Going through the data below, please show each line containing the string "helper".
════════════════════
PR #488, opened 2016-05-11
add a List() function to pcstore to list all pod clusters

mpuncel:


pkg/kp/pcstore/consul_store_test.go
```diff
@@ -231,6 +231,57 @@ func TestDelete(t *testing.T) {
 	}
 }
 
+func TestList(t *testing.T) {
+	store := consulStoreWithFakeKV()
+	podID := types.PodID("pod_id")
+	az := fields.AvailabilityZone("us-west")
+	clusterName := fields.ClusterName("cluster_name")
+
+	selector := klabels.Everything().
```
rudle: You probably already know there's a helper for this, FindWhereLabeled()

rudle:
:ship:

pkg/kp/pcstore/consul_store_test.go
mpuncel: I don't actually care about the content of the selector here so i'll make it `klabels.Everything()`

mpuncel:
made the test use a klabels.Everything() to keep it more concise and added List() to fake pcstore

rudle:
:ship: :ship:

PR #489, opened 2016-05-12
Fx default log exec

anthonybishopric:
When we refactored the default log exec function, we accidentally omitted the leading command `p2-exec`. Run scripts for logs by default are generated with just the arguments:

```
#!/usr/bin/ruby
require 'yaml'
sleep 2
exec *YAML.load(DATA.read)
sleep 2
__END__
--- 
- -u
- nobody
- --
- svlogd
- -tt
- ./main
```

This change prepends the default `p2-exec` command to the log execution.


mpuncel:
👍

petertseng:
I'm unsure, but it may have been possible to do this with `init()` to avoid turning the thing into a function call - https://golang.org/ref/spec#Package_initialization . oh well, if what's in this PR works then it's alll good I think

PR #490, opened 2016-05-16
Configurable artifact signing and verification

anthonybishopric:
This PR adds a new configuration option to the preparer's manifest to allow it to verify installed artifacts in a number of ways, based on a PGP keyring containing entities from a trusted build system.

The type matches one of the `auth.Verify*` constants
```
"type: none"     - no artifact verification is done
"type: build"    - checks that builds have a corresponding signature
"type: manifest" - checks that builds have corresponding digest manifest and manifest signature files.
"type: either"   - checks that one of "build" or "manifest" strategies pass.
```

Except for `none`, all options take a `keyring` option, which is a path to a keyring containing *only* trusted build entities.

This supplements existing Merkle tree based verification via the signature options in the pod manifest.


bin/p2-bootstrap/bootstrap.go
```diff
@@ -87,7 +89,7 @@ func main() {
 
 func InstallConsul(consulPod *pods.Pod, consulManifest pods.Manifest) error {
 	// Inject servicebuilder?
-	err := consulPod.Install(consulManifest)
+	err := consulPod.Install(consulManifest, auth.NoopVerifier())
```
mpuncel: super duper nit but the `ioutil` package uses `Nop` instead of `Noop`: https://golang.org/pkg/io/ioutil/#NopCloser

mpuncel: totally cool with this though

pkg/auth/artifact_verifier.go
```diff
@@ -0,0 +1,162 @@
...
+// The manifest and signature files should match the following convention if the launchable
+// location is a full path to a file:
+//
+// If the artifact is located here:
+// https://foo.bar.baz/artifacts/myapp_abc123.tar.gz
+//
+// Then its build manifest is located here:
+// https://foo.bar.baz/artifacts/myapp_abc123.tar.gz.manifest
+//
+// artifact_sha: abc23456
```
mpuncel: are you missing a line above this?

pkg/auth/artifact_verifier.go
```diff
@@ -0,0 +1,162 @@
...
+	}
+	return &BuildManifestVerifier{
+		keyring: keyring,
+		fetcher: fetcher,
+		logger:  logger,
+	}, nil
+}
+
+// Returns an error if the stanza's artifact is not signed appropriately. Note that this
+// implementation does not use the pod manifest digest location options.
```
mpuncel: maybe specify that you're talking about `LaunchableStanza` here?

pkg/auth/artifact_verifier.go
```diff
@@ -0,0 +1,162 @@
...
+func (b *BuildManifestVerifier) VerifyHoistArtifact(localCopy *os.File, artifactLocation string) error {
+	u, err := url.Parse(artifactLocation)
+	if err != nil {
+		return err
```
mpuncel: wrap in a `util.Errorf`

pkg/auth/artifact_verifier.go
```diff
@@ -0,0 +1,162 @@
...
+	}
+	switch u.Scheme {
+	default:
+		return fmt.Errorf("%v does not have a recognized scheme, cannot verify manifest or signature", artifactLocation)
```
mpuncel: maybe put `u.Scheme` in here too

pkg/auth/artifact_verifier.go
```diff
@@ -0,0 +1,162 @@
...
+	case "http", "https", "file":
+		dir, err := ioutil.TempDir("", "artifact_verification")
+		if err != nil {
+			return fmt.Errorf("Could not create temporary directory for manifest file: %v", err)
```
mpuncel: `util.Errorf`

pkg/auth/artifact_verifier.go
```diff
@@ -0,0 +1,162 @@
...
+		manifestSrc := fmt.Sprintf("%v.manifest", artifactLocation)
+		manifestDst := filepath.Join(dir, "manifest")
+		err = b.fetcher.CopyLocal(manifestSrc, manifestDst)
+		if err != nil {
+			return fmt.Errorf("Could not download artifact manifest for %v: %v", artifactLocation, err)
+		}
+
+		signatureSrc := fmt.Sprintf("%v.sig", manifestSrc)
+		signatureDst := filepath.Join(dir, "signature")
+		if err = b.fetcher.CopyLocal(signatureSrc, signatureDst); err != nil {
```
mpuncel: nit: you're using different `err` checking syntax between the two `CopyLocal` calls

pkg/auth/artifact_verifier.go
```diff
@@ -0,0 +1,162 @@
...
+}
+
+// Returns an error if the stanza's artifact is not signed appropriately. Note that this
+// implementation does not use the pod manifest digest location options.
+func (b *BuildManifestVerifier) VerifyHoistArtifact(localCopy *os.File, artifactLocation string) error {
+	u, err := url.Parse(artifactLocation)
+	if err != nil {
+		return err
+	}
+	switch u.Scheme {
```
mpuncel: i don't think you need to check the scheme here, seems like something the `Fetcher` should do

mpuncel: and you're not using `u` for anything else

pkg/auth/artifact_verifier.go
```diff
@@ -0,0 +1,162 @@
...
+	}
+}
+
+func (b *BuildManifestVerifier) verifySigned(manifestBytes, signatureBytes []byte) error {
+	// permit an armored detached signature
+	block, err := armor.Decode(bytes.NewBuffer(signatureBytes))
+	if err == nil {
+		signatureBytes, err = ioutil.ReadAll(block.Body)
+		if err != nil {
+			return err
```
mpuncel: `util.Errorf`

pkg/auth/artifact_verifier.go
```diff
@@ -0,0 +1,162 @@
...
+		}
+	}
+	// check that the manifest was adequately signed by our signer
+	_, err = checkDetachedSignature(b.keyring, manifestBytes, signatureBytes)
```
mpuncel: do you need to check who the signer was here? or just that it was signed by something in the keyring

pkg/auth/digest_fetcher.go
```diff
@@ -0,0 +1,4 @@
+package auth
+
+type DigestFetcher interface {
```
mpuncel: is this used anywhere?

pkg/hoist/hoist_launchable.go
```diff
@@ -295,6 +297,18 @@ func (hl *Launchable) Install() error {
 	if err != nil {
 		return err
 	}
+	// rewind once so we can ask the verifier
+	_, err = artifactFile.Seek(0, os.SEEK_SET)
+	if err != nil {
+		return err
```
mpuncel: util.Errorf

bin/p2-verify-artifact/main.go
```diff
@@ -0,0 +1,68 @@
...
+var (
+	location         = kingpin.Arg("location", "The URI of the artifact.").Required().String()
+	originalLocation = kingpin.Flag("original-location", "The URI where the artifact which has already been downloaded came from. The primary location must be an existing file").String()
+	gpgKeyringPath   = kingpin.Flag("keyring", "The PGP keyring to use to verify the artifact").Required().ExistingFile()
+)
+
+func main() {
+	kingpin.Version(version.VERSION)
+	k := kingpin.Parse()
+	log.Println(k)
```
mpuncel: remove?

bin/p2-verify-artifact/main.go
```diff
@@ -0,0 +1,68 @@
...
+			log.Fatalf("Could not open local copy of the file %v: %v", *location, err)
+		}
+		locationForSignature = *originalLocation
+	}
+
+	if err = verifier.VerifyHoistArtifact(localCopy, locationForSignature); err != nil {
+		log.Fatalln(err)
+	}
+
+	log.Println("OK")
```
mpuncel: this one seems intentional but in case it's not

bin/p2-verify-artifact/main.go
```diff
@@ -22,13 +24,7 @@ var (
 
 func main() {
 	kingpin.Version(version.VERSION)
-	k := kingpin.Parse()
-	log.Println(k)
```
mpuncel: oh you got it

bin/p2-bootstrap/bootstrap.go
anthonybishopric: Good point, will change

pkg/auth/artifact_verifier.go
anthonybishopric: Yep

mpuncel:
looks good 👍

pkg/auth/artifact_verifier.go
anthonybishopric: The protocol-free version of artifact locations will eventually be repurposed for image shorthands (ie `myrepo/myapp:abc123`) and we'd want this code to do something differently in such a case - specifically, I'd prefer such a shorthand to use a discovery endpoint to find the signature URL, not just guess at it by suffixing it with an arbitrary string.

Can remove if you think it's confusing as is

pkg/auth/artifact_verifier.go
anthonybishopric: 👍  added here and all throughout this file where I used `fmt` instead

pkg/auth/artifact_verifier.go
mpuncel: it's not confusing so no need to remove

pkg/auth/digest_fetcher.go
anthonybishopric: Nope, will remove

pkg/auth/artifact_verifier_test.go
```diff
@@ -0,0 +1,29 @@
...
+	"path/filepath"
+	"runtime"
+	"testing"
+
+	"github.com/square/p2/pkg/logging"
+	"github.com/square/p2/pkg/uri"
+	"github.com/square/p2/pkg/util"
+)
+
+func TestManifestVerifierAuthorizesValidBuild(t *testing.T) {
```
petertseng: any interest at all in shoring it up with the following tests?

* reject a build that is signed by something, but not in the keyring
* reject a build not signed at all

anthonybishopric: @petertseng check the final commit, it adds a bit more coverage than this

PR #491, opened 2016-05-17
Use pod-wide lock in replication

anthonybishopric:
When using `p2-replicate` for large numbers of pods it quickly becomes burdensome to use a per-node pod lock. The original intent of per-node locking was to allow parallel deployments to multiple environments simultaneously. Now that our recommended deployment system is to use rolling updates + replication controllers, which do not use pkg/replication to achieve their work, we can focus on making `p2-replicate` effective for today's primary use cases (deploying agents).


mpuncel:
👍

rudle:
⚓ ⬆️

petertseng:
Oh nice, this should be good. 👍 , confirmed that p2-replicate is the only thing using `InitializeReplication` and/or `lockHosts`

PR #492, opened 2016-05-17
fix bug with initial conditions in pcstore.WatchAndSync

mpuncel:
Previously func handlePCUpdate() operated under the assumption that the
first update would always have a nil value for the previous state of a
pod cluster. However, now that the ConcreteSyncer interface includes
GetInitialClusters(), this is a faulty assumption.

This would result in a pod cluster pod membership watch not being
started.


anthonybishopric:
good catch :+1:

PR #493, opened 2016-05-18
Add helper for extracting node name and pod id from pod label key

mpuncel:
Due to returning a value of type types.NodeName from that function,
there was a lot of fallout of changing node names with string type to
use types.NodeName instead.


mpuncel:
The main change is in `pkg/labels/consul_applicator.go` and then the return type caused the rest of the fallout

mpuncel:
also pkg/rc/replication_controller and one other place i'm forgetting use the new function

rudle:
Looks fairly mechanical. Did you find any interesting errors?

:+1:

mpuncel:
@rudle nope it was very mechanical

PR #494, opened 2016-05-19
Only call `SyncCluster` if pods or cluster change.

anthonybishopric:
`SyncCluster` would previously be called on every return from the
label watch. Clients were implementing their own variation of rate
limiting and throttling to deal with the flow of calls. This change
reduces the frequency of unnecessary calls to `SyncCluster`.

`SyncCluster` is still expected to be idempotent. It is still guaranteed
to be called (possibly redundantly) when the watch against the pcstore
expires.


pkg/kp/pcstore/consul_store.go
```diff
@@ -496,6 +506,17 @@ func (s *consulStore) handlePCUpdates(concrete ConcreteSyncer, changes chan podC
 	}
 }
 
+func labeledEqual(left, right []labels.Labeled) bool {
+	leftSet, rightSet := sets.NewString(), sets.NewString()
```
mpuncel: nit: you can do `sets.NewString(left...), sets.NewString(right...)`

mpuncel: nope no you can't

mpuncel:
saweet 👍

PR #495, opened 2016-05-19
Make the pcstore constructor take api.Client as a pointer

mpuncel:
This makes it consistent with our other store types instead of being the
single case that takes a value instead of a pointer.


anthonybishopric:
👌

PR #497, opened 2016-05-20
Further optimize calls to SyncCluster

anthonybishopric:
We now only call `SyncCluster` when the pod cluster object itself
has changed. When `WatchAndSync` is first called it will proceed
to call `SyncCluster` for all returned pod clusters and will only
submit differences following that.

### DIFF
--- a/pkg/pc/fields/fields.go
+++ b/pkg/pc/fields/fields.go
@@ -2,6 +2,7 @@ package fields
 
 import (
 	"encoding/json"
+	"reflect"
 
 	"github.com/square/p2/pkg/kp/rcstore"
 	"github.com/square/p2/pkg/types"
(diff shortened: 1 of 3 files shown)


pkg/pc/fields/fields.go
```diff
@@ -58,6 +59,29 @@ type PodCluster struct {
 	Annotations Annotations
 }
 
+func (pc *PodCluster) Equals(other *PodCluster) bool {
+	if pc == nil && other == nil {
```
mpuncel: can you not just return `reflect.DeepEqual(*pc, *other)`?

anthonybishopric: You would still need the nil check to prevent a panic - I wanted to be explicit about the other properties I compared, but I'm not married to it

mpuncel: i'm fine with it, might just be nice for new fields being added to be automatically included in equality

mpuncel: although maybe some fields _shouldn't_ be included like if there's a status or something someday

mpuncel:
👍

PR #498, opened 2016-05-23
add a PodClusterAlreadyExists error type

mpuncel:
This allows callers to attempt to create pod clusters and have custom
handling for the case where a pod cluster creation fails due to the pod
cluster already existing. This is useful when relying on idempotent
creation for example.


anthonybishopric:
👍

PR #499, opened 2016-05-23
Fix buggy loop condition + watch pod clusters in p2-watch

anthonybishopric:


mpuncel:
👍

bin/p2-watch/main.go
```diff
@@ -32,32 +41,77 @@ func main() {
...
+		podCh := make(chan []kp.ManifestResult)
+		go store.WatchPods(podPrefix, types.NodeName(*nodeName), quit, errChan, podCh)
+		for {
+			select {
+			case results := <-podCh:
+				if len(results) == 0 {
+					fmt.Println(fmt.Sprintf("No manifests exist for %s under %s (they may have been deleted)", *nodeName, podPrefix))
+				} else {
+					for _, result := range results {
+						fmt.Println("")
```
petertseng: I realize this is just an indentation change, but I am a bit curious - what was this used for?

petertseng: oh I guess it makes it easier to understand where one output ends and one begins

anthonybishopric: i'm pretty sure the `fmt.Println` is a mistake and I'll remove it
════════════════════
Written reply:
rudle: You probably already know there's a helper for this, FindWhereLabeled()
Add helper for extracting node name and pod id from pod label key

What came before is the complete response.